### Recorded information
PR #311, opened 2023-05-31
Restructure example tests and bert/resnet examples

jambayk:
## Describe your changes
The different bert and resnet examples are now consolidated under single `bert` and `resnet` directories. The config files have been simplified to remove unused sections. The separate `static` and `dynamic` configs have also been removed.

### What you have to do
Exactly as written, copy the lines from the one containing "## Describe your changes" to the end of the entries, both ends included.

### Reply to the task
## Describe your changes
The different bert and resnet examples are now consolidated under single `bert` and `resnet` directories. The config files have been simplified to remove unused sections. The separate `static` and `dynamic` configs have also been removed.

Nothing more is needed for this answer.